Exercise aim: From the records below, work out how many lines contain "custom". Reply with that number alone.

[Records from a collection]
PR #1699, opened 2020-06-25
Enable the user scheduler to pay attention to CSI volume count

rschroll:
I've been getting the 0.9.0 chart running on an autoscaling cluster on Digital Ocean.  Most things are working, but it would try to schedule more than seven pods with volumes on a given node.  (Digital Ocean has a relatively low limit of 7 on this.)  This only happened when using the userScheduler; if that was disabled, the limits were respected.

Digital Ocean support pointed out that the scheduler did not have the "MaxCSIVolumeCountPred" predicate, which they use to count the attached volumes.  This appears to be a more general predicate, which will replace the provider specific ones we currently have. (See [here](https://github.com/mjaow/kubernetes/blob/master/pkg/scheduler/algorithm/predicates/predicates.go#L61).)

I could only get this to work with an updated version of the kube-scheduler image.  I don't know what was going wrong with the current version, and I also don't know if it needs to be updated this far.  If we're worried about upgrading this far, I can check some of the previous versions and report back.

### DIFF
--- a/jupyterhub/files/userscheduler-defaultpolicy.yaml
+++ b/jupyterhub/files/userscheduler-defaultpolicy.yaml
@@ -11,6 +11,7 @@
     { "name": "MaxEBSVolumeCount" },
     { "name": "MaxGCEPDVolumeCount" },
     { "name": "MaxAzureDiskVolumeCount" },
+    { "name": "MaxCSIVolumeCountPred" },
     { "name": "CheckVolumeBinding" },
     { "name": "NoVolumeZoneConflict" },
     { "name": "MatchInterPodAffinity" }
--- a/jupyterhub/values.yaml
+++ b/jupyterhub/values.yaml
@@ -318,7 +318,7 @@ scheduling:
     policy: {}
     image:
       name: gcr.io/google_containers/kube-scheduler-amd64
-      tag: v1.18.4
+      tag: v1.16.11
     nodeSelector: {}
     pdb:
       enabled: true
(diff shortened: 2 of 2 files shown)


rschroll:
It's working on 1.16 and 1.18.  Not sure what 1.17 is unhappy about.

minrk:
Just had to restart 1.17, turns out it was an intermittent error on CI, not a true failure.

Thanks!

rschroll:
Thanks for finding this one -- I had forgotten about it!

consideRatio:
On a k8s 1.15 cluster, I'm running into the following errors in the user-scheduler's logs.

```
I0908 10:05:43.912366       1 reflector.go:158] Listing and watching *v1beta1.CSINode from k8s.io/client-go/informers/factory.go:134
E0908 10:05:43.914298       1 reflector.go:123] k8s.io/client-go/informers/factory.go:134: Failed to list *v1beta1.CSINode: csinodes.storage.k8s.io is forbidden: User "system:serviceaccount:jupyterhub:user-scheduler" cannot list resource "csinodes" in API group "storage.k8s.io" at the cluster scope
```

This is probably because k8s 1.15 clusterrole for the kube-scheduler doesn't provide it, only k8s 1.16's clusterrole for the kube-scheduler. We are augmenting this, so to be compatible with 1.15 we need to augment it with whats available by default in k8s 1.16's kube-scheduler clusterrole.

Trying to add `csinodes` failed though, because k8s 1.15 rejected it as it didn't find it.

```
# * : Invalid value: "The edited file failed validation": the server could not find the requested resource
```

Due to this, the solution as I see it, is to only add this conditionally.

https://github.com/jupyterhub/zero-to-jupyterhub-k8s/pull/1699/files

PR #1702, opened 2020-06-28
Add annotations to image puller pods

### LINKED ISSUE #1627: Annotate image puller and awaiter
### Proposed change
It is not possible to add annotation to the image puller deployments.

This is useful for example deploying jupyterhub to an istio enabled namespace (where all pods are auto injected unless they are annotated)

Happy to submit a PR on this.

duongnt:
This PR adds the ability to add annotations to the continuous and hook image puller pods.

Fixes #1627

### DIFF
--- a/jupyterhub/schema.yaml
+++ b/jupyterhub/schema.yaml
@@ -1163,6 +1163,11 @@ properties:
   prePuller:
     type: object
     properties:
+      annotations:
+        type: object
+        description: |
+          Annotations to apply to the hook and continous image puller pods. One example use case is to
+          disable istio sidecars which could interfere with the image pulling.
       hook:
         description: |
           See the [*optimization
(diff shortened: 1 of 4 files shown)


consideRatio:
Welcome and thanks for your PR @duongnt! I think this makes sense to add, could you do the following?

- [ ] Add a entry for `prePuller.annotations` set to `{}` in values.yaml. Just a practice we have, I find it useful to help myself track what is possible to configure, and I know `helm lint` likes it.
- [ ] Use `with` instead of `if`, use `trimSuffix "\n"`, and pipe into `toYaml` like below. This is just format nitpicking.

```yaml
      {{- with .Values.prePuller.annotations }}
      annotations:
      {{- end }}
```

duongnt:
@consideRatio Thanks for your review! I addressed your comments.

duongnt:
Just realize that this fixes #1627

consideRatio:
@duongnt I think you also need to not use a `"` when you reference `.Values...`. After that this PR is ready for merge I think!

consideRatio:
Thank you @duongnt !!!!! :heart: :tada:

PR #2214, opened 2021-05-20
singleuser: pass along image pull policy from config

betamike:
The image pull policy from values was not being passed along.

### DIFF
--- a/jupyterhub/templates/image-puller/_helpers-daemonset.tpl
+++ b/jupyterhub/templates/image-puller/_helpers-daemonset.tpl
@@ -93,6 +93,9 @@ spec:
         {{- /* --- Pull default image --- */}}
         - name: image-pull-singleuser
           image: {{ .Values.singleuser.image.name }}:{{ .Values.singleuser.image.tag }}
+          {{- with .Values.singleuser.image.pullPolicy }}
+          imagePullPolicy: {{ . }}
+          {{- end }}
           command:
             - /bin/sh
             - -c


consideRatio:
Does it make sense to use the same policy in the image-puller daemonset pods? Hmmm, maybe maybe not.

The singleuser image pull policy should be applied to the spawned user pods, but this is configuring the image-puller daemonset that helps propare new nodes and nodes before the helm chart is upgraded

Can you describe what you want in terms of when an image is to be pulled and with what policy?

betamike:
> Can you describe what you want in terms of when an image is to be pulled and with what policy?

Sure, sounds like I'm applying this in the wrong place.

We have a custom base image we want to provide to users. To release a new version of the image we update a tag (something like `prod`). We found that after updating the tag, newly launched user pods still used the previous image (using 0.11.1). We'd like to set the pull policy to `Always` so whenever we update the tag, new pods launch with the new image.

I'll be honest that I have not fully wrapped my head around the architecture here, so maybe I'm missing some existing config that will achieve this. We currently have a block like this in our config:
```
singleuser:
  image:
    pullPolicy: Always
    name: <redacted>
    tag: prod
```

consideRatio:
Okay that should work, and that change is unrelated to the change suggested in this PR.

The user pods k8s manifests are created by KubeSpawner which is configured in the hub pod via the Helm chart configuration within jupyterhub_config.py mounted to the hub pod.

Can you verify your bug and open a bug report?
1. Apply the `singleuser.image.pullPolicy=Always` configuration
2. Spawn a user pod, then `kubectl get pod -o yaml <user pod's name>` and observe if the user pod did or didn't include `imagePullPolicy: Always` in the pod specification
3. Open a github issue describing this

consideRatio:
I'm closing this as I think the next action point is to write a bug report if the issue can be confirmed based on https://github.com/jupyterhub/zero-to-jupyterhub-k8s/pull/2214#issuecomment-846445811

PR #2224, opened 2021-05-24
Add hub.lifecycle configuration for postStart/preStop hooks

### LINKED ISSUE #2223: Add hub.lifecycle configuration
### Proposed change
Add `hub.lifecycle` config.

### Motivation
A k8s _postStart_ lifecycle hook of the _exec_ kind could for example `pip install <package>` on startup for use by a `pre_spawn_hook`.

I want to install the pip package `gql` that help make GraphQL requests to a GitLab instance's API. Using a lifecycle hook i can avoid maintaining my own custom hub pod image.

### Alternative options
Do nothing.

It is quite general purpose, but for example:
- on startup install some small package needed by a pre_spawn_hook
- on startup/shutdown send a web request annotating some grafana dashboard that the hub pod started or shutdown

### Reference
https://kubernetes.io/docs/reference/kubernetes-api/workload-resources/pod-v1/#lifecycle-1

Result of this task: 2